The test (payload size 55KB) ran for about 8 minutes where few requests had timed-out (could see in JMeter GUI). On filtering the requests in the PCAP captured with the unique identifier , I was able to find the trace for 3 requests with the below reason for GOAWAY (GOAWAY.pcap attached) 
 *) FRAME_SIZE_ERROR:The payload is [2128653] bytes long but the maximum frame size is [16384]
 *) PROTOCOL_ERROR  :Connection [7004], Stream [1], The content length header value [56,465] does not agree with the size of the data received [56,466]
 *) PROTOCOL_ERROR  :Connection [7092], Stream [1], The content length header value [56,466] does not agree with the size of the data received [56,466]


Specs:
Windows 10 
Processor:Intel(R) Core(TM) i5-8350U CPU @ 1.70GHz 1.90GHz
RAM:16 GB
System Type : 64 bit

Please let me know in case of further inputs.
Thanks in advance!
Comment 19 Arshiya 2020-12-11 04:26:35 UTC
Created attachment 37600 [details]
PCAP with Goaway
Comment 20 Mark Thomas 2020-12-11 17:45:25 UTC
Looks like there is still an issue related to the HPACK decoder. I can see a debug log where the decoder reports a content-length that is not consistent with the value shown in the Wireshark trace. Still trying to figure out how this is happening.
Comment 21 Mark Thomas 2021-01-14 17:08:44 UTC
Found it. It wasn't in the HPACK decoder at all.

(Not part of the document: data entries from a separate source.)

PR #169, opened 2022-05-04
[NOJIRA] Remove xcodeproj package

lpusok:
No repos (other than forked private ones) depend on this package: https://cs.github.com/?scopeName=All+repos&scope=&q=%22github.com%2Fbitrise-io%2Fgo-xcode%2Fxcodeproj%5C%22%22

Decided to remove as the tuist project generator needs some maintenance with new Xcode versions.
A still valid use case for tuist is to generate sample apps tested in the CI.


ofalvai (dismissed):
Sweet! LGTM, but I'd rather have someone else taking a look too!

shams-ahmed (dismissed):

ofalvai (approved):

PR #170, opened 2022-05-05
Allow passing `xcconfig` file path instead of file content

ofalvai:
### Context

Feature request for the Xcode Archive step: https://github.com/bitrise-steplib/steps-xcode-archive/issues/273

### Changes

Allow passing a file path to an existing `xcconfig` file, instead of providing the file contents directly.


xcconfig/xcconfig.go
```diff
@@ -2,34 +2,52 @@ package xcconfig
...
 
-func (w writer) Write(content string) (string, error) {
+func (w writer) Write(input string) (string, error) {
+	if w.isPath(input) {
+		pathExists, err := w.pathChecker.IsPathExists(input)
+		if err != nil {
+			return "", fmt.Errorf(err.Error())
+		}
+		if !pathExists {
+			return "", fmt.Errorf("provided xcconfig file path doesn't exist")
```
ofalvai, line 35:
```suggestion
			return "", fmt.Errorf("provided xcconfig file path doesn't exist: %s", input)
```

Let's include the actual path in the error message

xcconfig/xcconfig_test.go
```diff
@@ -27,3 +29,33 @@ func Test_WhenWritingXCConfigContent_ThenItShouldReturnFilePath(t *testing.T) {
 		assert.Equal(t, expectedPath, path)
 	}
 }
+
+func Test_XCConfigInput_NonExistentPathErrors(t *testing.T) {
```
ofalvai, line 33: nit: I would follow the `// Given/When/Then` grouping convention in the new test cases too for consistency.

xcconfig/xcconfig.go
```diff
@@ -2,34 +2,52 @@ package xcconfig
...
+
 	"github.com/bitrise-io/go-utils/v2/fileutil"
 	"github.com/bitrise-io/go-utils/v2/pathutil"
-	"path/filepath"
 )
 
 // Writer ...
 type Writer interface {
-	Write(content string) (string, error)
+	Write(input string) (string, error)
```
ofalvai, line 14: This would be the perfect time to add a few lines of documentation to this interface and method. At the moment it's not clear what the `input` string can contain (file content or path) and what happens in each case.

ofalvai (commented):
Looks really good @sujitpoudel 🚀 
I have only a few minor remarks.

xcconfig/xcconfig_test.go
sujitpoudel: Cool. Fixed it up.

sujitpoudel (approved):

PR #173, opened 2022-05-09
Added fallback option

lpusok:
### Context

Resolves: https://bitrise.atlassian.net/browse/STEP-1932

### Changes

- Added profiledownloader
- Added manual profiles fallback on code signing error


autocodesign/localcodesignasset/profile.go
```diff
@@ -14,6 +16,23 @@ type Profile struct {
 	certificateIDs []string
 }
 
+// NewProfile wraps a local profile in the autocodesign.Profile interface
+func NewProfile(info profileutil.ProvisioningProfileInfoModel, content []byte) autocodesign.Profile {
```
lpusok, line 20: Moved from profielconverter, so it can be reused on its own.

codesign/inputparse.go
```diff
@@ -92,3 +105,52 @@ func validateCertificates(certURLList string, certPassphraseList string) ([]stri
 func splitAndClean(list string, sep string, omitEmpty bool) (items []string) {
 	return sliceutil.CleanWhitespace(strings.Split(list, sep), omitEmpty)
 }
+
+func parseFallbackProvisioningProfiles(profilesList string) ([]string, error) {
```
godrei, line 109: so this returns a clean, valid list of profile file paths, based on a profile list (that contains file profile file paths and dirs storing profiles).

I propose updating the function name and adding some description, something like:

```
// validateAndExpandProfilePaths validates and expands profilesList.
// For directory list items, the contained profiles' path will be returned.
validateAndExpandProfilePaths
```

codesign/inputparse.go
```diff
@@ -92,3 +105,52 @@ func validateCertificates(certURLList string, certPassphraseList string) ([]stri
...
+		for _, dirEntry := range dirEntries {
+			if dirEntry.Type().IsDir() || !dirEntry.Type().IsRegular() {
+				continue
+			}
+
+			if strings.HasSuffix(dirEntry.Name(), codesignasset.ProfileIOSExtension) {
+				profileURL := fmt.Sprintf("file://%s", filepath.Join(profilesDir, dirEntry.Name()))
+				validProfiles = append(validProfiles, profileURL)
+			}
+		}
```
godrei, line 152: this could be moved to a separate function, to make this function cleaner.

autocodesign/autocodesign.go
```diff
@@ -110,6 +112,18 @@ type CertificateProvider interface {
 // LocalCertificates is a map from the certificate type (development, distribution) to an array of installed certs
 type LocalCertificates map[appstoreconnect.CertificateType][]certificateutil.CertificateInfoModel
 
+// LocalProfile ...
+type LocalProfile struct {
+	APIProfile Profile
+	Info       profileutil.ProvisioningProfileInfoModel
+}
+
+// ProfileProvider returns manually generated profiles, used as a fallback
```
godrei, line 121: why manually generated profiles only? I think how other code uses this interface should not be here.

codesign/inputparse.go
lpusok: Updated.

codesign/inputparse.go
lpusok: Agree, updated.

autocodesign/autocodesign.go
lpusok: Made less specific.

godrei (approved):

PR #176, opened 2022-05-23
fix build issue with XCPretty failing to pass logger object

shams-ahmed:
- fix build issue with XCPretty failing to pass logger object
- update all dependencies 
- fix tests from outdated mock class


xcpretty/xcpretty.go
```diff
@@ -122,7 +122,9 @@ func (x xcpretty) IsInstalled() (bool, error) {
 		return false, err
 	}
 
-	return ruby.NewEnvironment(factory, locator).IsGemInstalled("xcpretty", "")
+	logger := log.NewLogger()
```
lpusok, line 125: To follow the patterns used, it would make more sense to add logger as a param in NewXcpretty() (even if it is a breaking change).

shams-ahmed: updated!

lpusok (approved):

PR #183, opened 2022-06-20
Moved simulator package to v2

lpusok:
Moved from:
- simulator package from [Xcode test Step](https://github.com/bitrise-steplib/steps-xcode-test/blob/d084e66c1726162ca4f06ae6ccbabccf8db2e701/simulator/simulator.go#L1)
- BootSimulator from _[v1/simulator](https://github.com/bitrise-io/go-xcode/blob/600183635828325b5297c47a41c365d6a5947332/simulator/simulator.go#L284)_ 
- Added _Erase_ and _WaitForBootFinished_


simulator/simulator.go
```diff
@@ -0,0 +1,260 @@
...
+	cmd := m.commandFactory.Create("xcrun", []string{"simctl", "shutdown", id}, &command.Opts{
+		Stdout: os.Stdout,
+		Stderr: os.Stderr,
+	})
+
+	m.logger.Donef("$ %s", cmd.PrintableCommandArgs())
+	exitCode, err := cmd.RunAndReturnExitCode()
+	if err != nil {
+		if errorutil.IsExitStatusError(err) {
+			if exitCode == 149 { // Simulator already shut down
```
matrangam, line 222: This comment is probably enough for this particular case, do you think it's reasonable to add some constants for these exit codes?

simulator/simulator.go
```diff
@@ -0,0 +1,260 @@
...
+	"strings"
+	"time"
+
+	"github.com/bitrise-io/go-utils/errorutil"
+	"github.com/bitrise-io/go-utils/v2/command"
+	"github.com/bitrise-io/go-utils/v2/log"
+)
+
+// Manager provides methods for issuing Simulator commands
+type Manager interface {
```
matrangam, line 18: Is a better name for this `iOSSimulatorManager`

lpusok: disagree, it will be used as _simulator.Manager_. no need to add the package name in the name.

matrangam: Ah good point.

simulator/simulator.go
lpusok: Extracted to constant.

matrangam (approved):

PR #185, opened 2022-09-11
[BE-282] Install missing device at runtime.

lpusok:
On Xcode 14 RC, iPhone 8 is not installed by default. This is the default device used in Steps.
xcode-test, start-xcode-simulator Steps will fail if a given device (`iPhone 8` with runtime`16.0`) is not available. As long as the runtime (`iOS 16.0`) is installed, we can add new devices at Step runtime, avoiding failures.

`Process config: simulator UDID lookup failed: device type (iPhone 8) with runtime OS (16.0) is unavailable` (https://app.bitrise.io/build/3f440c13-328b-451c-9692-5a4caebb1684)

## Changes
- Look up device type identifier, this is needed for the `xcrun simctl xreate` command.
- Check that a given runtime supports device.
- Use `xcrun simctl create` to add new device.


tothszabi (approved):
This is a great little addition. 

I checked that iOS 16 will be the 6th OS which still supports iPhone 8. It feels like it will be dropped soonish. We will not have this problem for the next year but it might worth bumping the default value of our steps to a more recent device version.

I've applied a patch and I can no longer get the test case to fail. Could you retest with a new 9.0.x build?
Comment 22 Mark Thomas 2021-01-22 16:53:17 UTC
I am going to assume that the recent commit fixed this. If this is not the case please do re-open but I think we'd need a new test case in that case as I can no longer trigger any errors with this one.